Access to locally and nationally held information

  16.  The mere fact that a person is a healthcare professional working in the NHS should not be sufficient to allow unrestricted access to a patient's records. Currently, patient records are held locally in paper and summary electronic form. It is possible for anyone working in a primary care setting to access patients' records without first being required to demonstrate a legitimate justification. The only restriction is in terms of confidentiality clauses in employment contracts.

  17.  The new system must be underpinned by the principle that access is only possible by those who have a legitimate justification to access health records in the delivery of healthcare or other legitimate purpose.

  18.  The legitimacy should be based on a therapeutic relationship, save in only the most exceptional circumstances. Additionally, access to the system must be tiered to permit access only to the areas of a patient's record which are necessary for a healthcare professional to carry out their work. For instance a receptionist in a GP practice will only need access to, for example, the patient's name, address, telephone number, and possibly limited access to some clinical information such as test results.

  19.  As mentioned above, patients should be able to restrict access to certain information contained in their record.

  20.  Presently, under the Data Protection Act patients have a right to see their records whether they are paper or electronic. It might be helpful, as a means of increasing public confidence in the new system, if patients could "log in" to the system to view their own data and to enable them to see an "audit trail" detailing who has accessed their data. Patients' rights of access to their own data should be subject to the same therapeutic restrictions that are enshrined in the Data Protection Act.

Patient confidentiality

  21.  Security of electronic data is a global concern. The new system must employ the most robust national and international security measures to ensure that patient data remains confidential. The scope and number of potential users of the NHS Care Records System must be a potential weakness that will need to be addressed.

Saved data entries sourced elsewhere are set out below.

PR #134, opened 2019-07-01
RegexFindVerifier and Comparing of columns

xsmrcek:
REGEX_FIND verifier is best used for in log checks. Like 
| myAppRequest.*?{CP:INDENTIFIER}.*?testedValue>{CP:TESTED_VALUE}<.*?myAppRequest | REGEX_FIND|.

Steps for columns comparing is good for comparing SQL resutls with many columns, because writing 100 columns on one line is really ugly., so it;s better to save all values from both selects to context and compare them in another step. Of course it have mutch more examples of usage.

### DIFF
--- a/jbehave-support-core/src/main/java/org/jbehavesupport/core/internal/ExampleTableConstraints.java
+++ b/jbehave-support-core/src/main/java/org/jbehavesupport/core/internal/ExampleTableConstraints.java
@@ -8,7 +8,6 @@ public final class ExampleTableConstraints {
     public static final String NAME = "name";
     public static final String DATA = "data";
     public static final String ALIAS = "contextAlias";
-    public static final String ACTUAL_VALUE = "actualValue";
     public static final String EXPECTED_VALUE = "expectedValue";
     public static final String VERIFIER = "verifier";
     /**
--- a/jbehave-support-core/src/main/java/org/jbehavesupport/core/internal/ExampleTableConstraints.java
+++ b/jbehave-support-core/src/main/java/org/jbehavesupport/core/internal/ExampleTableConstraints.java
@@ -8,6 +8,7 @@ public final class ExampleTableConstraints {
     public static final String NAME = "name";
     public static final String DATA = "data";
     public static final String ALIAS = "contextAlias";
+    public static final String ACTUAL_VALUE = "actualValue";
     public static final String EXPECTED_VALUE = "expectedValue";
     public static final String VERIFIER = "verifier";
     /**
--- a/jbehave-support-core/src/main/java/org/jbehavesupport/core/internal/verification/RegexFindVerifier.java
+++ b/jbehave-support-core/src/main/java/org/jbehavesupport/core/internal/verification/RegexFindVerifier.java
@@ -14,6 +14,7 @@ public class RegexFindVerifier extends AbstractVerifier {
 
     public void verify(Object actual, Object expected) {
         Assert.notNull(actual, "Actual value must be provided");
+        Assert.notNull(expected, "Actual value must be provided");
         Matcher matcher = Pattern.compile(expected.toString()).matcher(actual.toString());
         if (!matcher.find()) {
             this.throwAssertionError("regex '%s' wasn't found in: \n%s", expected, actual);
--- a/jbehave-support-core/src/main/java/org/jbehavesupport/core/internal/verification/RegexFindVerifier.java
+++ b/jbehave-support-core/src/main/java/org/jbehavesupport/core/internal/verification/RegexFindVerifier.java
@@ -14,7 +14,7 @@ public class RegexFindVerifier extends AbstractVerifier {
 
     public void verify(Object actual, Object expected) {
         Assert.notNull(actual, "Actual value must be provided");
-        Assert.notNull(expected, "Actual value must be provided");
+        Assert.notNull(expected, "Expected value must be provided");
         Matcher matcher = Pattern.compile(expected.toString()).matcher(actual.toString());
         if (!matcher.find()) {
             this.throwAssertionError("regex '%s' wasn't found in: \n%s", expected, actual);
--- a/jbehave-support-core/src/main/java/org/jbehavesupport/core/internal/verification/RegexFindVerifier.java
+++ b/jbehave-support-core/src/main/java/org/jbehavesupport/core/internal/verification/RegexFindVerifier.java
@@ -1,0 +1,22 @@
+package org.jbehavesupport.core.internal.verification;
+
+import java.util.regex.Matcher;
+import java.util.regex.Pattern;
+import org.springframework.stereotype.Component;
+import org.springframework.util.Assert;
+import static org.jbehavesupport.core.internal.verification.VerifierNames.REGEX_FIND;
+
+@Component
+public class RegexFindVerifier extends AbstractVerifier {
+    public String name() {
+        return REGEX_FIND;
+    }
+
+    public void verify(Object actual, Object expected) {
+        Assert.notNull(actual, "Actual value must be provided");
+        Matcher matcher = Pattern.compile(expected.toString()).matcher(actual.toString());
+        if (!matcher.find()) {
+            this.throwAssertionError("regex '%s' wasn't found in: \n%s", expected, actual);
+        }
+    }
+}
--- a/jbehave-support-core/src/main/java/org/jbehavesupport/core/verification/VerificationSteps.java
+++ b/jbehave-support-core/src/main/java/org/jbehavesupport/core/verification/VerificationSteps.java
@@ -1,20 +1,17 @@
 package org.jbehavesupport.core.verification;
 
-import java.util.List;
 import java.util.Map;
 import lombok.RequiredArgsConstructor;
 import org.assertj.core.api.SoftAssertions;
 import org.codehaus.plexus.util.StringUtils;
 import org.jbehave.core.annotations.Then;
 import org.jbehave.core.model.ExamplesTable;
-import org.jbehavesupport.core.internal.parameterconverters.ExamplesEvaluationTableConverter;
 import org.jbehavesupport.core.internal.verification.EqualsVerifier;
 import org.springframework.beans.factory.annotation.Value;
 import org.springframework.stereotype.Component;
 import static org.jbehavesupport.core.internal.ExampleTableConstraints.DATA;
 import static org.jbehavesupport.core.internal.ExampleTableConstraints.EXPECTED_VALUE;
 import static org.jbehavesupport.core.internal.ExampleTableConstraints.VERIFIER;
-import static org.jbehavesupport.core.internal.ExamplesTableUtil.convertTable;
 
 @Component
 @RequiredArgsConstructor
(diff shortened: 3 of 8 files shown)


paveljandejsek:
Generated [reports](http://95.168.205.146:8080/reports/134/index.xml)

jbehave-support-core/src/main/java/org/jbehavesupport/core/verification/VerificationSteps.java
```diff
@@ -0,0 +1,48 @@
...
+
+    private void verifyRow(Map<String, String> tableRow, Verifier verifier, String searchColumn1, String searchColumn2, SoftAssertions softly) {
+        if (softly.errorsCollected().size() >= 10) {
+            softly.assertAll();
+        }
+        softly.assertThatCode(() -> resolveVerifier(tableRow.get(VERIFIER), verifier).verify(tableRow.get(searchColumn1), tableRow.get(searchColumn2)))
+            .doesNotThrowAnyException();
+    }
+
+    private Verifier resolveVerifier(String verifierName, Verifier defaultVerifier) {
```
paveljandejsek: Just a question - dont we already do something like this at several places? Dont we have some util/component for it? (and if not it might be worth adding it)

jbehave-support-core/src/main/java/org/jbehavesupport/core/internal/verification/RegexFindVerifier.java
```diff
@@ -0,0 +1,22 @@
+package org.jbehavesupport.core.internal.verification;
+
+import java.util.regex.Matcher;
+import java.util.regex.Pattern;
+import org.springframework.stereotype.Component;
+import org.springframework.util.Assert;
+import static org.jbehavesupport.core.internal.verification.VerifierNames.REGEX_FIND;
+
+@Component
+public class RegexFindVerifier extends AbstractVerifier {
```
paveljandejsek: Can you please add similar test as for other verifiers?

paveljandejsek:
Generated [reports](http://95.168.205.146:8080/reports/134/index.xml)

jbehave-support-core/src/main/java/org/jbehavesupport/core/internal/ExampleTableConstraints.java
```diff
@@ -8,6 +8,7 @@
     public static final String NAME = "name";
     public static final String DATA = "data";
     public static final String ALIAS = "contextAlias";
+    public static final String ACTUAL_VALUE = "actualValue";
```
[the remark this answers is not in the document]
xsmrcek: I have two reasons for adding new column. 
First: data doesn't makes a sence there, as actualValue better describe what you want to do. If I change it to data or something, I would prefer to changing name of second column to somethink like data2.
Second: I'm just to lazy to refactor possibly a hundred of steps in our project (as I taken step from there). But If I remove Given annotation as you suggested in another comment, I will have to refactor it anyway (or keep old method anotated with Given in project to avoid refactor at all).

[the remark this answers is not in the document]
paveljandejsek: Second: ctrl shift r should do the trick if needed :slightly_smiling_face:

jbehave-support-core/src/main/java/org/jbehavesupport/core/verification/VerificationSteps.java
```diff
@@ -0,0 +1,48 @@
...
+@Component
+public class VerificationSteps {
+
+    @Autowired
+    private VerifierResolver verifierResolver;
+
+    @Autowired
+    private ExamplesEvaluationTableConverter tableConverter;
+
+    @Given("following columns are compared: $stringTable")
```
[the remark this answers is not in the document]
AmyKosinova: It is asserting step, should be `then`

jbehave-support-core/src/main/java/org/jbehavesupport/core/internal/ExampleTableConstraints.java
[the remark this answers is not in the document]
AmyKosinova: It is just about mindset. If I say: "I expect my data to be verified for some value." Then it is perfectly fine reflected via `| data | expectedValue | verifier |`
If you are too lazy don't push yourself, you can always keep this functionality just in your project. On this level we have to meet framework requirements, that has to fit as much users as possible.
I vote against new column.

jbehave-support-core/src/main/java/org/jbehavesupport/core/internal/verification/RegexFindVerifier.java
```diff
@@ -0,0 +1,22 @@
...
+    public String name() {
+        return REGEX_FIND;
+    }
+
+    public void verify(Object actual, Object expected) {
+        Assert.notNull(actual, "Actual value must be provided");
+        Matcher matcher = Pattern.compile(expected.toString()).matcher(actual.toString());
```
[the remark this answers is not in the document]
xsmrcek: assertAdded

jbehave-support-core/src/main/java/org/jbehavesupport/core/internal/verification/RegexFindVerifier.java
xsmrcek: I used test for RegexVerifier (REGEX_MATCH) and added teo more cases to better fit this verifier.

jbehave-support-core/src/main/java/org/jbehavesupport/core/internal/verification/RegexFindVerifier.java
```diff
@@ -0,0 +1,23 @@
...
+
+@Component
+public class RegexFindVerifier extends AbstractVerifier {
+    public String name() {
+        return REGEX_FIND;
+    }
+
+    public void verify(Object actual, Object expected) {
+        Assert.notNull(actual, "Actual value must be provided");
+        Assert.notNull(expected, "Actual value must be provided");
```
paveljandejsek:
```suggestion
        Assert.notNull(expected, "Expected value must be provided");
```

jbehave-support-core/src/main/java/org/jbehavesupport/core/verification/VerificationSteps.java
xsmrcek: We may extend verifierResolver to offer this functionality. But it's not up to me.

jbehave-support-core/src/main/java/org/jbehavesupport/core/internal/verification/RegexFindVerifier.java
```diff
@@ -0,0 +1,22 @@
...
+    public String name() {
+        return REGEX_FIND;
+    }
+
+    public void verify(Object actual, Object expected) {
+        Assert.notNull(actual, "Actual value must be provided");
+        Matcher matcher = Pattern.compile(expected.toString()).matcher(actual.toString());
+        if (!matcher.find()) {
+            this.throwAssertionError("regex '%s' wasn't found in: \n%s", expected, actual);
+        }
```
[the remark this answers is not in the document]
paveljandejsek: IMHO not really since dot doesnt match EOL by default so you would have to turn on multiline mode or something like that as well (still doable but getting more and more ugly)

jbehave-support-core/src/main/java/org/jbehavesupport/core/verification/VerificationSteps.java
```diff
@@ -0,0 +1,48 @@
...
+import org.springframework.stereotype.Component;
+import static org.jbehavesupport.core.internal.ExampleTableConstraints.ACTUAL_VALUE;
+import static org.jbehavesupport.core.internal.ExampleTableConstraints.EXPECTED_VALUE;
+import static org.jbehavesupport.core.internal.ExampleTableConstraints.VERIFIER;
+import static org.jbehavesupport.core.internal.ExamplesTableUtil.convertTable;
+
+@Component
+public class VerificationSteps {
+
+    @Autowired
```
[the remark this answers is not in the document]
xsmrcek: I hope using it is as easy as it seems :D

paveljandejsek:
Generated [reports](http://95.168.205.146:8080/reports/134/index.xml)

jbehave-support-core/src/main/java/org/jbehavesupport/core/verification/VerificationSteps.java
```diff
@@ -0,0 +1,46 @@
...
+
+@Component
+@RequiredArgsConstructor
+public class VerificationSteps {
+
+    private final VerifierResolver verifierResolver;
+    private final ExamplesEvaluationTableConverter tableConverter;
+
+    @Given("following columns are compared: $stringTable")
+    @Then("following columns are compared: $stringTable")
```
paveljandejsek: `following data are compared`?

paveljandejsek:
Generated [reports](http://95.168.205.146:8080/reports/134/index.xml)

jbehave-support-core/src/main/java/org/jbehavesupport/core/verification/VerificationSteps.java
```diff
@@ -0,0 +1,48 @@
...
+
+    @Then("following data are compared: $stringTable")
+    public void compareRows(String stringTable) {
+        List<Map<String, String>> convertedTable = convertTable((ExamplesTable) tableConverter.convertValue(stringTable, null));
+        SoftAssertions softly = new SoftAssertions();
+        convertedTable.forEach(e -> verifyRow(e, verifierResolver.getVerifierByName(VerifierNames.EQ), DATA, EXPECTED_VALUE, softly));
+        softly.assertAll();
+    }
+
+    private void verifyRow(Map<String, String> tableRow, Verifier verifier, String searchColumn1, String searchColumn2, SoftAssertions softly) {
```
AmyKosinova: 1. As verifier is always the same (EQ) I suggest to remove parameter from signature and simple autowire specific verifier bean that will be used here. Or even better - only in `resolveVerifier` method.
2. `serachColumns` are also always the same value, why putting it into signature?
3. sorry for not pointing it out earlier, I overlooked this.

jbehave-support-core/src/main/java/org/jbehavesupport/core/verification/VerificationSteps.java
```diff
@@ -0,0 +1,48 @@
...
+public class VerificationSteps {
+
+    @Value("${verifier.max.assert.count:10}")
+    private int maxSoftAssertCount;
+
+    private final VerifierResolver verifierResolver;
+    private final ExamplesEvaluationTableConverter tableConverter;
+
+    @Then("following data are compared: $stringTable")
+    public void compareRows(String stringTable) {
```
AmyKosinova: Why do you use string, isn't `ExamplesTable` better so you don't need to do conversion explicitly, but leave if on jbehave?

jbehave-support-core/src/main/java/org/jbehavesupport/core/verification/VerificationSteps.java
xsmrcek: @AmyKosinova it is OK now?

paveljandejsek:
Generated [reports](http://95.168.205.146:8080/reports/134/index.xml)

jbehave-support-core/src/main/java/org/jbehavesupport/core/verification/VerificationSteps.java
AmyKosinova: Clean like queens crown :+1:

  22.  Technology aside, the major problem is the human factor which is not subject to system controls. Addressing the human element is a matter of education and training, legal requirements to comply, and enforcement.

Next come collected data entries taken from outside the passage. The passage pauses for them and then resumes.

PR #136, opened 2019-07-03
Switched to constructor injection

paveljandejsek:
I left @Autowired on:
* optional dependencies
* groovy files
* abstract classes / classes where inheritance is expected - so requiredargs ctor can be used there without any hassle


paveljandejsek:
Generated [reports](http://95.168.205.146:8080/reports/136/index.xml)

  23.  The question of whether information of a highly sensitive nature should be excluded from the system during the pilot phase should be carefully considered.

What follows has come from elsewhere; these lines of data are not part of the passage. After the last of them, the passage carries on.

PR #144, opened 2019-07-17
Improved verifier resolver

### LINKED ISSUE #135: resolveDefaultVerifier
Extend verifierResolver to be able to resolve default verifier.

Hebcak:
Verifier resolver can return default verifier, if given verifier is null.
Fixed #135

### DIFF
--- a/jbehave-support-core/src/main/java/org/jbehavesupport/core/internal/verification/VerifierResolverImpl.java
+++ b/jbehave-support-core/src/main/java/org/jbehavesupport/core/internal/verification/VerifierResolverImpl.java
@@ -1,13 +1,14 @@
 package org.jbehavesupport.core.internal.verification;
 
-import java.util.List;
-
 import lombok.RequiredArgsConstructor;
 import org.jbehavesupport.core.verification.Verifier;
 import org.jbehavesupport.core.verification.VerifierResolver;
-
 import org.springframework.beans.factory.NoSuchBeanDefinitionException;
 import org.springframework.beans.factory.NoUniqueBeanDefinitionException;
+
+import java.util.List;
+
+import static org.springframework.util.StringUtils.hasText;
 
 @RequiredArgsConstructor
 public class VerifierResolverImpl implements VerifierResolver {
@@ -24,6 +25,10 @@ public class VerifierResolverImpl implements VerifierResolver {
                 return a;
             })
             .orElseThrow(() -> new NoSuchBeanDefinitionException(name));
+    }
+
+    public Verifier getVerifierByName(String name, Verifier verifierIfNameEmpty) {
+        return hasText(name) ? getVerifierByName(name) : verifierIfNameEmpty;
     }
 
 }
--- a/jbehave-support-core/src/main/java/org/jbehavesupport/core/rest/RestServiceHandler.java
+++ b/jbehave-support-core/src/main/java/org/jbehavesupport/core/rest/RestServiceHandler.java
@@ -1,36 +1,12 @@
 package org.jbehavesupport.core.rest;
 
-import static org.assertj.core.api.AssertionsForClassTypes.assertThat;
-import static org.jbehavesupport.core.internal.ExampleTableConstraints.ALIAS;
-import static org.jbehavesupport.core.internal.ExampleTableConstraints.DATA;
-import static org.jbehavesupport.core.internal.ExampleTableConstraints.EXPECTED_VALUE;
-import static org.jbehavesupport.core.internal.ExampleTableConstraints.NAME;
-import static org.jbehavesupport.core.internal.ExamplesTableUtil.getValue;
-import static org.springframework.util.Assert.state;
-
-import java.io.IOException;
-import java.net.URL;
-import java.util.ArrayList;
-import java.util.Collections;
-import java.util.Comparator;
-import java.util.HashMap;
-import java.util.Iterator;
-import java.util.List;
-import java.util.Map;
-import java.util.function.Consumer;
-import java.util.regex.Matcher;
-import java.util.regex.Pattern;
-import java.util.stream.Collectors;
-
-import javax.annotation.PostConstruct;
-
-import com.fasterxml.jackson.databind.ObjectMapper;
 import com.jayway.jsonpath.DocumentContext;
 import com.jayway.jsonpath.JsonPath;
 import lombok.extern.slf4j.Slf4j;
 import org.apache.commons.io.IOUtils;
 import org.apache.commons.lang3.StringUtils;
 import org.apache.commons.lang3.tuple.Triple;
+import com.fasterxml.jackson.databind.ObjectMapper;
 import org.jbehave.core.model.ExamplesTable;
 import org.jbehave.core.steps.Row;
 import org.jbehavesupport.core.TestContext;
@@ -38,7 +14,7 @@ import org.jbehavesupport.core.internal.ExampleTableConstraints;
 import org.jbehavesupport.core.internal.ExamplesTableUtil;
 import org.jbehavesupport.core.internal.MetadataUtil;
 import org.jbehavesupport.core.internal.SkipSslVerificationHttpRequestFactory;
-import org.jbehavesupport.core.internal.verification.VerifierNames;
+import org.jbehavesupport.core.internal.verification.EqualsVerifier;
 import org.jbehavesupport.core.report.extension.RestXmlReporterExtension;
 import org.jbehavesupport.core.verification.Verifier;
 import org.jbehavesupport.core.verification.VerifierResolver;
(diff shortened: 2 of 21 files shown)


jbehave-support-core/src/main/java/org/jbehavesupport/core/internal/verification/VerifierResolverImpl.java
```diff
@@ -26,4 +27,12 @@ public Verifier getVerifierByName(String name) {
             .orElseThrow(() -> new NoSuchBeanDefinitionException(name));
     }
 
+    public Verifier getVerifierByName(String name, String defaultVerifierName) {
```
AmyKosinova: default verifier should be of appropriate type - not string.

jbehave-support-core/src/main/java/org/jbehavesupport/core/internal/verification/VerifierResolverImpl.java
```diff
@@ -26,4 +27,12 @@ public Verifier getVerifierByName(String name) {
...
+        if (!isEmpty(name)) {
```
AmyKosinova: `hasText()` is more robust.

jbehave-support-core/src/main/java/org/jbehavesupport/core/internal/verification/VerifierResolverImpl.java
```diff
@@ -26,4 +27,12 @@ public Verifier getVerifierByName(String name) {
...
+            return getVerifierByName(name);
```
AmyKosinova: Method throws an exception if none or more verifiers is found, shouldn't it fallback to default in that case?

jbehave-support-core/src/main/java/org/jbehavesupport/core/ssh/SshSteps.java
```diff
@@ -136,8 +135,8 @@ private void checkDataPresence(String systemQualifier, ZonedDateTime startTime,
         return sshTemplates;
     }
 
-    private Verifier resolveVerifier(String verifierName, Verifier defaultVerifier) {
-        return (StringUtils.isNotEmpty(verifierName)) ? verifierResolver.getVerifierByName(verifierName) : defaultVerifier;
+    private Verifier resolveVerifier(String verifierName, String defaultVerifierName) {
```
AmyKosinova: Why do we need to keep this method and not call resolver directly?

jbehave-support-core/src/main/java/org/jbehavesupport/core/verification/VerificationSteps.java
```diff
@@ -39,6 +38,6 @@ private void verifyRow(Map<String, String> tableRow, SoftAssertions softly) {
     }
 
     private Verifier resolveVerifier(String verifierName) {
-        return (StringUtils.isNotEmpty(verifierName)) ? verifierResolver.getVerifierByName(verifierName) : equalsVerifier;
+        return verifierResolver.getVerifierByName(verifierName, VerifierNames.EQ);
```
AmyKosinova: Another unnecessary call for resolving.

jbehave-support-core/src/main/java/org/jbehavesupport/core/verification/VerifierNames.java
```diff
@@ -1,4 +1,4 @@
-package org.jbehavesupport.core.internal.verification;
```
AmyKosinova: Why pulling it out of internal?

jbehave-support-core/src/main/java/org/jbehavesupport/core/internal/verification/VerifierResolverImpl.java
paveljandejsek: Its verifier name thats why String.
And it is not Verifier because all of our verifiers (equals, contains etc) are in internal package so the users could not use them in their steps. From my POV its better to move VerifierNames to public API, than to expose all of our internal verifiers.

jbehave-support-core/src/main/java/org/jbehavesupport/core/internal/verification/VerifierResolverImpl.java
paveljandejsek: Kinda makes sense, but also would theoretically break backwards compatibility (tests that were failing before could potentially start working for bad configuration or if user would input nonsensical verifier name, which could be misleading if it works)

jbehave-support-core/src/main/java/org/jbehavesupport/core/internal/verification/VerifierResolverImpl.java
paveljandejsek: Considering that comment from Amy, how about something like:

```
return !hasText(name) ? getVerifierByName(name) : getVerifierByName(defaultVerifierName);
```

jbehave-support-core/src/main/java/org/jbehavesupport/core/internal/verification/VerifierResolverImpl.java
AmyKosinova: Spring doesn't care what name has your package as long as it is present in component scan. Default verifier must not be resolved, but provided.

jbehave-support-core/src/main/java/org/jbehavesupport/core/verification/VerificationSteps.java
Hebcak: We swapped the lines and the methods for greater readability

jbehave-support-core/src/main/java/org/jbehavesupport/core/internal/verification/VerifierResolverImpl.java
paveljandejsek: But you would be importing from internal, and there is no guarantee that the classes in internal wont be moved to different package, or renamed/replaced. 

E.g. we guarantee to users that some verifier with name EQ is present, but not that class org.jbehavesupport.core.internal.verification.EqualsVerifier will exist.

jbehave-support-core/src/main/java/org/jbehavesupport/core/verification/VerifierResolver.java
```diff
@@ -16,4 +15,13 @@
...
     Verifier getVerifierByName(String name);
+
+    /**
+     * Finds single registered bean by verifier name, if empty, returns a default one. Exactly one must exist otherwise {@link NoUniqueBeanDefinitionException} or {@link NoSuchBeanDefinitionException}
+     *
+     * @param name Verifier name regards bean setup, or from {@link VerifierNames}
+     * @param defaultVerifierName Name of a default verifier
+     * @return Single found verifier or the specified defauld verifier
+     */
+    Verifier getVerifierByName(String name, String defaultVerifierName);
```
thradec: personally, I don't like the contract of this new method, I can't remember that I'd see something similar anywhere else ... unfortunately, I don't have a better proposal ... I tend to the following code, which we have already there 
`verifierResolver.getVerifierByName(defaultIfEmpty(verifierName, EQ));` ... in any case, if others are happy with it, I'll shut up 😄

paveljandejsek:
Generated [reports](http://95.168.205.146:8080/reports/144/index.xml)

jbehave-support-core/src/main/java/org/jbehavesupport/core/ssh/SshSteps.java
```diff
@@ -77,20 +76,20 @@ public void markStartTime(String startTimeAlias) {
...
     @Then("the following data are present in [$systemQualifier] log:$presentData")
     public void logContainsData(String systemQualifier, String stringTable) {
-        checkDataPresence(systemQualifier, scenarioStart, stringTable, verifierResolver.getVerifierByName(VerifierNames.CONTAINS));
+        checkDataPresence(systemQualifier, scenarioStart, stringTable, VerifierNames.CONTAINS);
     }
 
     @Then("the following data are present in [$systemQualifier] log since [$startTimeAlias]:$presentData")
     public void logContainsData(String systemQualifier, String startTimeAlias, String stringTable) {
-        checkDataPresence(systemQualifier, testContext.get(startTimeAlias), stringTable, verifierResolver.getVerifierByName(VerifierNames.CONTAINS));
+        checkDataPresence(systemQualifier, testContext.get(startTimeAlias), stringTable,VerifierNames.CONTAINS);
```
paveljandejsek: Nitpicking: formatting

jbehave-support-core/src/main/java/org/jbehavesupport/core/internal/verification/VerifierResolverImpl.java
paveljandejsek: Discussed in call - behavior is fine with just checking the name and not catching exceptions.

jbehave-support-core/src/main/java/org/jbehavesupport/core/internal/verification/VerifierResolverImpl.java
paveljandejsek: Discussed - in the end decided we will use appropriate type.

jbehave-support-core/src/main/java/org/jbehavesupport/core/rest/RestServiceHandler.java
```diff
@@ -425,7 +425,7 @@ private void verifyResponseHeaders(HttpHeaders actualHeaders, ExamplesTable data
                 String assertionErrorMessage = "Headers don't contain " + headerKey + "\n" + actualResponseMessage;
                 assertThat(actualHeaders.containsKey(headerKey)).as(assertionErrorMessage).isTrue();
 
-                final Verifier verifier = verifierResolver.getVerifierByName(StringUtils.defaultIfEmpty(triple.getRight(), VerifierNames.EQ));
+                final Verifier verifier = verifierResolver.getVerifierByName(triple.getRight(), verifierResolver.getVerifierByName(VerifierNames.EQ));
```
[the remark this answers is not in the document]
paveljandejsek: +1 on injecting the internal implementations, should simplify the code. Good point 👍

paveljandejsek:
Generated [reports](http://95.168.205.146:8080/reports/144/index.xml)

jbehave-support-core/src/main/java/org/jbehavesupport/core/rest/RestServiceHandler.java
```diff
@@ -100,6 +99,9 @@
     @Autowired
     private VerifierResolver verifierResolver;
 
+    @Autowired
+    private EqualsVerifier equalsVerifier;
```
AmyKosinova: Constructor injection

jbehave-support-core/src/main/java/org/jbehavesupport/core/ws/WebServiceHandler.java
```diff
@@ -71,6 +70,9 @@
     @Autowired
     private VerifierResolver verifierResolver;
 
+    @Autowired
+    private EqualsVerifier equalsVerifier;
```
AmyKosinova: Constructor injection

jbehave-support-core/src/main/java/org/jbehavesupport/core/rest/RestServiceHandler.java
paveljandejsek: We dont want to do that - user extends the handler and could not use @RequiredArgsConstructor on his own handler if we would do that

  24.  While security requirements must be rigorous, they should not be so onerous and time consuming that they interfere with the ability of healthcare professionals to meet patients' clinical needs, particularly in an emergency situation.

Data used for purposes other than the delivery of healthcare

  25.  It is sensible that organisations outside the NHS but involved in the delivery of healthcare should have access to the appropriate information in the patient's electronic record. However, the patient should be given the opportunity to refuse to allow information shared outside the NHS. For instance, a GP referring a patient to receive NHS treatment through a private healthcare provider should explain to the patient that the provider will have access to appropriate information contained in their electronic record and give the patient the opportunity to refuse or limit access to the provider.

  26.  Using data stored on the new records system for clinical and management purposes is acceptable if the data has been anonymised or pseudonymised in accordance with the recommendations of the Information Commissioner.

  27.  The trend in clinical research has been for increasing transparency and a proper consent process. That should remain the case for any use of patient identifiable data save where there are statutory requirements for disclosure and processing of data for specific purposes.

  We would be pleased to provide any further evidence either in writing or orally which might be helpful to the Committee's inquiry.